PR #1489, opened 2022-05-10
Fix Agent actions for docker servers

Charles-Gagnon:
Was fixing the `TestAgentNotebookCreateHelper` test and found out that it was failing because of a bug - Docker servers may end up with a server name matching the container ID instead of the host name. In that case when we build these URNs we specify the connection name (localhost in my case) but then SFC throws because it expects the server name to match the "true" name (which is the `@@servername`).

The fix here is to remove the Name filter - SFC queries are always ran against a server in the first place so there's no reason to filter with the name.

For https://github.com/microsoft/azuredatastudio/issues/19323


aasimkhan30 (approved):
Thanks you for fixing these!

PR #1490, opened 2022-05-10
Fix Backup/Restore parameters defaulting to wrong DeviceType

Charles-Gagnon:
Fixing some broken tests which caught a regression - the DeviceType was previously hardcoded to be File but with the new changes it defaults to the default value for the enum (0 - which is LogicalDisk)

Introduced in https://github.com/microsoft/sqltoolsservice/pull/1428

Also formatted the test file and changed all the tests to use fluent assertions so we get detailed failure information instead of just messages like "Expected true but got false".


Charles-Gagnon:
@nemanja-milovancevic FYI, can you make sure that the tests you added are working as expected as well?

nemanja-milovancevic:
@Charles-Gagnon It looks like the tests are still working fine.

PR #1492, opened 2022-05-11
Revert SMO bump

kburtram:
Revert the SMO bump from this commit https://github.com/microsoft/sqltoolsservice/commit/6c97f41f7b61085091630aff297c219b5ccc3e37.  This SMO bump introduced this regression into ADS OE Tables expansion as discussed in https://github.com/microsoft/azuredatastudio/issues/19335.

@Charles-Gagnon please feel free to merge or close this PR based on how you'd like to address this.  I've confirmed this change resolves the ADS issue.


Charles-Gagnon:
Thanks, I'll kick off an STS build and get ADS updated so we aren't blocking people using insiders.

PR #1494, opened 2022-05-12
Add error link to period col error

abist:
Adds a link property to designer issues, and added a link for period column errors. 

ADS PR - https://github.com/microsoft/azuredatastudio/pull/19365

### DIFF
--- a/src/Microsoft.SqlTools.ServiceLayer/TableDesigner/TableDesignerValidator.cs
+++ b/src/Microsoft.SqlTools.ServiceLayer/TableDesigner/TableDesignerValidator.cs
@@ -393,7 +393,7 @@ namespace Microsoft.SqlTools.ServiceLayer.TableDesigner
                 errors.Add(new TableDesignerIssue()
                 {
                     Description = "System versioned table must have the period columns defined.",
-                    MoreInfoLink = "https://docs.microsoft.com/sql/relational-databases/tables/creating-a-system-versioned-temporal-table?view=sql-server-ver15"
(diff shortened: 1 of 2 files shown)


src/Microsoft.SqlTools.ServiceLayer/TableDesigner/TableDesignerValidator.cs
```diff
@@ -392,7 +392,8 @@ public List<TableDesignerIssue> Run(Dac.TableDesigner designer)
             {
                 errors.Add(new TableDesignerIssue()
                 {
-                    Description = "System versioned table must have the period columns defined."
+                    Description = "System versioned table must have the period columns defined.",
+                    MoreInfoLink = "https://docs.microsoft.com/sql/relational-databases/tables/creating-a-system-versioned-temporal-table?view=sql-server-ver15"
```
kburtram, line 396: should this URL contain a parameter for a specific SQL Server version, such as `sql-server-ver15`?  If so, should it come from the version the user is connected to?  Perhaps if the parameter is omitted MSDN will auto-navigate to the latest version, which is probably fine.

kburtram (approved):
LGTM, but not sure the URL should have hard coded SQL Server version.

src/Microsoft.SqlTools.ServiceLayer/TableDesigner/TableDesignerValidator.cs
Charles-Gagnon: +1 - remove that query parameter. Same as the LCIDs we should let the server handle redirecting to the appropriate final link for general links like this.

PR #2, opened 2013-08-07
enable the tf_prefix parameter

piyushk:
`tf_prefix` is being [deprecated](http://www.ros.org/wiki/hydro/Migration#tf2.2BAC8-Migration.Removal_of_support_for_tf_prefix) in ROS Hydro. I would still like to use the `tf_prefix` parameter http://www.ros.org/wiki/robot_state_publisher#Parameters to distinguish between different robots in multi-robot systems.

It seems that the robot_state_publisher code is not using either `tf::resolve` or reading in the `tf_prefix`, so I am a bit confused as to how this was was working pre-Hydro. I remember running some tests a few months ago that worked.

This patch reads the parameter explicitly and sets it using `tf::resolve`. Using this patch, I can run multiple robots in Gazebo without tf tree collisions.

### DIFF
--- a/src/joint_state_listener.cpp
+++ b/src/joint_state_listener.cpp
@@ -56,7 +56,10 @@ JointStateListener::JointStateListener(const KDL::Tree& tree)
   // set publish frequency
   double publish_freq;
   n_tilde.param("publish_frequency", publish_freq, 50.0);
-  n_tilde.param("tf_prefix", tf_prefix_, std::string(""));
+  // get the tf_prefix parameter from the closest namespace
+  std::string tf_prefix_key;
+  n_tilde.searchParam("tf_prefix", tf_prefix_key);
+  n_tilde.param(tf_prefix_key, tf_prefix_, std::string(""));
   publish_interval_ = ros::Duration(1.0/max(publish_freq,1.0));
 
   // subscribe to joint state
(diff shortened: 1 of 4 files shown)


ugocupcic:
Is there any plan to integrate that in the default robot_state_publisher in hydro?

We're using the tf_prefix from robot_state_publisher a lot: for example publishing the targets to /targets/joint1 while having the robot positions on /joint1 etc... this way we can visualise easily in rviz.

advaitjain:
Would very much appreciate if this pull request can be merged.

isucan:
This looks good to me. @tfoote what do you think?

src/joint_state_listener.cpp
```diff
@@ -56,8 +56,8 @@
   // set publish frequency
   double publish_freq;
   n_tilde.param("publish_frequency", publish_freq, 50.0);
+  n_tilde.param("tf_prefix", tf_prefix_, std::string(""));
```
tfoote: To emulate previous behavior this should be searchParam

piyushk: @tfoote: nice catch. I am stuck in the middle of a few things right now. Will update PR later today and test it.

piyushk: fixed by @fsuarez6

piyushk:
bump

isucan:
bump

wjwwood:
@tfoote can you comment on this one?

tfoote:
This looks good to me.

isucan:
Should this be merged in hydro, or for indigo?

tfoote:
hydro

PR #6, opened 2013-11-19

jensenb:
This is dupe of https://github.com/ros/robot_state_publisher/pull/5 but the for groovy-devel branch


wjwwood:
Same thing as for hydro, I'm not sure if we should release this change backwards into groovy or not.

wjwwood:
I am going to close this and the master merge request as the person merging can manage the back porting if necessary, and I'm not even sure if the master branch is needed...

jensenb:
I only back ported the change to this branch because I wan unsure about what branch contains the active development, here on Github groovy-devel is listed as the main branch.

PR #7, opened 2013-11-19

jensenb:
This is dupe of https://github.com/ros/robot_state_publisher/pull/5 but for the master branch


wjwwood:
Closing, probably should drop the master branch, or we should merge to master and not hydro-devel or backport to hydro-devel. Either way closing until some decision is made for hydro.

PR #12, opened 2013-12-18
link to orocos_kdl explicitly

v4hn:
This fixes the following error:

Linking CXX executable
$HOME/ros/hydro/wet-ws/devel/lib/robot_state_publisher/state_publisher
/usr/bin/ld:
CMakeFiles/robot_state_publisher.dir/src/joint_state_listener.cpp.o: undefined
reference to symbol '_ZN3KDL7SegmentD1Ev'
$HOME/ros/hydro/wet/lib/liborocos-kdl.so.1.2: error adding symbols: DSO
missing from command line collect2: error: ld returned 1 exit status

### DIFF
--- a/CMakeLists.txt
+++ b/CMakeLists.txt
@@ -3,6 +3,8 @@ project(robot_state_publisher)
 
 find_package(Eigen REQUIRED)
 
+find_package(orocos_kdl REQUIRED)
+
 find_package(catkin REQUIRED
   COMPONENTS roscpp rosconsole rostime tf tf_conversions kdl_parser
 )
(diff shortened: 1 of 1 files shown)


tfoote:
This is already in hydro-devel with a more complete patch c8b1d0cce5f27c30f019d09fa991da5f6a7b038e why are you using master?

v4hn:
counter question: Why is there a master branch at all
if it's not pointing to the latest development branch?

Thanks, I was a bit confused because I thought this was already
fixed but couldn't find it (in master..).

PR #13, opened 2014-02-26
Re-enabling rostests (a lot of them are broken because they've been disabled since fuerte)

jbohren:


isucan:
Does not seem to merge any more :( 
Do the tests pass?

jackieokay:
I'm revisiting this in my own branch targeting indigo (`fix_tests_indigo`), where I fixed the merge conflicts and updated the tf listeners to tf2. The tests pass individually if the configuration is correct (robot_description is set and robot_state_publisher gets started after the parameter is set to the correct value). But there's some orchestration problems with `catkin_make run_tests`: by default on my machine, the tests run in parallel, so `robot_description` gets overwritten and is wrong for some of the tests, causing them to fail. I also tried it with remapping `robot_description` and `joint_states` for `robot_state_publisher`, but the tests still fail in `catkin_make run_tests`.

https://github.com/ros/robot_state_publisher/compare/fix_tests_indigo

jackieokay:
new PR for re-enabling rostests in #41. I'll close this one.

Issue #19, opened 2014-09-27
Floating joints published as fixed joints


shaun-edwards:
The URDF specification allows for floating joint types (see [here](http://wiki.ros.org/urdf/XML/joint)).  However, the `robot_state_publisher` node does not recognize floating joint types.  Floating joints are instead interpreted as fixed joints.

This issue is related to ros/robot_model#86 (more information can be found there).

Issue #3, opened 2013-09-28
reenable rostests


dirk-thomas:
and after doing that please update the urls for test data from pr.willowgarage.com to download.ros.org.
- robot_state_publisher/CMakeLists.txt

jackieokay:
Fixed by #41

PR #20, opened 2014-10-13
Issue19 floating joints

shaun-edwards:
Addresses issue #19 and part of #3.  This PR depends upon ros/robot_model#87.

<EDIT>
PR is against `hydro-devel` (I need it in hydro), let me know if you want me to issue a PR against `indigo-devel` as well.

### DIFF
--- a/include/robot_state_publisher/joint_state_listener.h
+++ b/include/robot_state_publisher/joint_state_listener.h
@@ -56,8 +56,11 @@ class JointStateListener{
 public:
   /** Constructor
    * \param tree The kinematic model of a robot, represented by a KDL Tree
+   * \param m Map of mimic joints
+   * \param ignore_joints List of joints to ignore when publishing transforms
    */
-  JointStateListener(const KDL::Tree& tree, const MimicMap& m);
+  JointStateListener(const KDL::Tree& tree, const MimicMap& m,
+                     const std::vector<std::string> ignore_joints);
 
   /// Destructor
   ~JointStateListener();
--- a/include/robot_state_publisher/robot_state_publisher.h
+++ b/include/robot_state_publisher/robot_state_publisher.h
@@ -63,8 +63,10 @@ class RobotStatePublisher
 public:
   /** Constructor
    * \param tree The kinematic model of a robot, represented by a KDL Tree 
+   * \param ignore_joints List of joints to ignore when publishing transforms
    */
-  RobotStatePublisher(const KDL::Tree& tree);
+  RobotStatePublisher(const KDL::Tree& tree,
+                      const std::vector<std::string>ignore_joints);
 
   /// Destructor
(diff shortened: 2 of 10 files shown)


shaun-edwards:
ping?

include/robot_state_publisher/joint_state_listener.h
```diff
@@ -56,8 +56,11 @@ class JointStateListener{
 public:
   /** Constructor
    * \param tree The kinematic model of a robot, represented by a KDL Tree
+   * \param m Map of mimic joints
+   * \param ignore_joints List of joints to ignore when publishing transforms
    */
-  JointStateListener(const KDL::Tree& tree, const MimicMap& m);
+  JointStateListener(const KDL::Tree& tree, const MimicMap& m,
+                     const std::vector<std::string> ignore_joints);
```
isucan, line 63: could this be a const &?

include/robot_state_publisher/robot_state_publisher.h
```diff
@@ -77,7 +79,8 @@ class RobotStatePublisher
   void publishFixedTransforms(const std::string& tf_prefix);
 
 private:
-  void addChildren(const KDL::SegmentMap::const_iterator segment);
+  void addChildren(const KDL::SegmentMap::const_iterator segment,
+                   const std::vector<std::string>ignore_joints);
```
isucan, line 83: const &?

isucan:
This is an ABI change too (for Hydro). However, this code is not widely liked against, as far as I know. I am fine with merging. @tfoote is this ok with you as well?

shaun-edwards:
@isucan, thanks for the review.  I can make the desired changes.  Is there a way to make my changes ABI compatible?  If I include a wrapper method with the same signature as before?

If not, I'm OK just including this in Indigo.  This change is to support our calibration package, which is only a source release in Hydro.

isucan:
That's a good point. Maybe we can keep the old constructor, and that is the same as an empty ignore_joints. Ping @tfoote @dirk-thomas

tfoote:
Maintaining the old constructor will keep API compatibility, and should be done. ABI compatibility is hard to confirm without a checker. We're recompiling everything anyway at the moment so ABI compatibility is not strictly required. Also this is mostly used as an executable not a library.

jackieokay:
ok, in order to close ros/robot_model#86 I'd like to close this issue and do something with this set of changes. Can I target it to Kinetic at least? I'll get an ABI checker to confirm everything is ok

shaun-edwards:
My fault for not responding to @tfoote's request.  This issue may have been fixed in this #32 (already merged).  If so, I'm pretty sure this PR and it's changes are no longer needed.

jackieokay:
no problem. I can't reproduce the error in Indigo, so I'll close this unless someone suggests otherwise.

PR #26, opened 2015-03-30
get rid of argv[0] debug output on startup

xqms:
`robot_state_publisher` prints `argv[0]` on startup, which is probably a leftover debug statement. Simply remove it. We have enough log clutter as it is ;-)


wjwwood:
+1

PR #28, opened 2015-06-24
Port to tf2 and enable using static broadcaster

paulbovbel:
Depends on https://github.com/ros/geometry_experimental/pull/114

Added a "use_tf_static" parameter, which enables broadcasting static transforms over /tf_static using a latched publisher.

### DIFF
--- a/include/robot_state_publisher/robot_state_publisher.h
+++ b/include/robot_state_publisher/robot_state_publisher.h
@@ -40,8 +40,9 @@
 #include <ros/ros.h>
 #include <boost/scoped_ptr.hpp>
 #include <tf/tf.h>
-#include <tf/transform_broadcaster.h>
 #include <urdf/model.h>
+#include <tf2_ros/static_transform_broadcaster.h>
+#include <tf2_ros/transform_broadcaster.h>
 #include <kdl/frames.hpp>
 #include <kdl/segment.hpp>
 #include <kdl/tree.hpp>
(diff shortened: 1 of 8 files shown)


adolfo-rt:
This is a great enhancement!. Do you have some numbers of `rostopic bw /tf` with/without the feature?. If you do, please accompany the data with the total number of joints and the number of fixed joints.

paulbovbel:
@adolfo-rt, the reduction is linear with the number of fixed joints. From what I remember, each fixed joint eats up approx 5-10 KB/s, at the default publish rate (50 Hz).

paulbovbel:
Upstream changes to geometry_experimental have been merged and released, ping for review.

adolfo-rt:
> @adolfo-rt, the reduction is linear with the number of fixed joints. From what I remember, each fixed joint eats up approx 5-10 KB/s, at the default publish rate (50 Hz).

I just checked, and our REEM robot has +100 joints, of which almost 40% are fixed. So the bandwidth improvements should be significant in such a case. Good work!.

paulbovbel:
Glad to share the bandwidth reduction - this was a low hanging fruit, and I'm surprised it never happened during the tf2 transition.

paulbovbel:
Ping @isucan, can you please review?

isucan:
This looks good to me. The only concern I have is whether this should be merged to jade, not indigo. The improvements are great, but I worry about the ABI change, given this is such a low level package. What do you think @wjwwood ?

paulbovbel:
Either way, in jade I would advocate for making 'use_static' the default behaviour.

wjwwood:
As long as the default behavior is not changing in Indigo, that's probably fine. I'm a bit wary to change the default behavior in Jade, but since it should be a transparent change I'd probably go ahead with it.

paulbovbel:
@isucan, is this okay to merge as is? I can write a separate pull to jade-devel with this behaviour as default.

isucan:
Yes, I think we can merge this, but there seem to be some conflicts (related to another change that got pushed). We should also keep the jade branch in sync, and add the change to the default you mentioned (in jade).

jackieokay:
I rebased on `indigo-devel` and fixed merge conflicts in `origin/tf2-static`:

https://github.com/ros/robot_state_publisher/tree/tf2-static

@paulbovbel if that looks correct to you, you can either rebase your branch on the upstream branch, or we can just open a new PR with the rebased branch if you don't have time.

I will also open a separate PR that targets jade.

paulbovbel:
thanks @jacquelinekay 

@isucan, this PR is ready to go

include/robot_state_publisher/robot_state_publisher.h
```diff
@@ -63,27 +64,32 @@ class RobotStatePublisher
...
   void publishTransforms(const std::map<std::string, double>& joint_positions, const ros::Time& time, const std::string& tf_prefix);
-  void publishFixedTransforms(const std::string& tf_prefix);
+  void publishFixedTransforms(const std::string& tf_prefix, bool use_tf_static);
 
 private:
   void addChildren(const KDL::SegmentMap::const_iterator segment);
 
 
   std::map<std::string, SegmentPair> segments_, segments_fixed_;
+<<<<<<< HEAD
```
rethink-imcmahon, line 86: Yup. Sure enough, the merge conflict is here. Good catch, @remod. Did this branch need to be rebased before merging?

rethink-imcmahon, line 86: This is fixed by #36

+===+

Filter the records above and copy every line that contains the word "rostests".

▶ [Solution to this task]:
Re-enabling rostests (a lot of them are broken because they've been disabled since fuerte)
new PR for re-enabling rostests in #41. I'll close this one.
reenable rostests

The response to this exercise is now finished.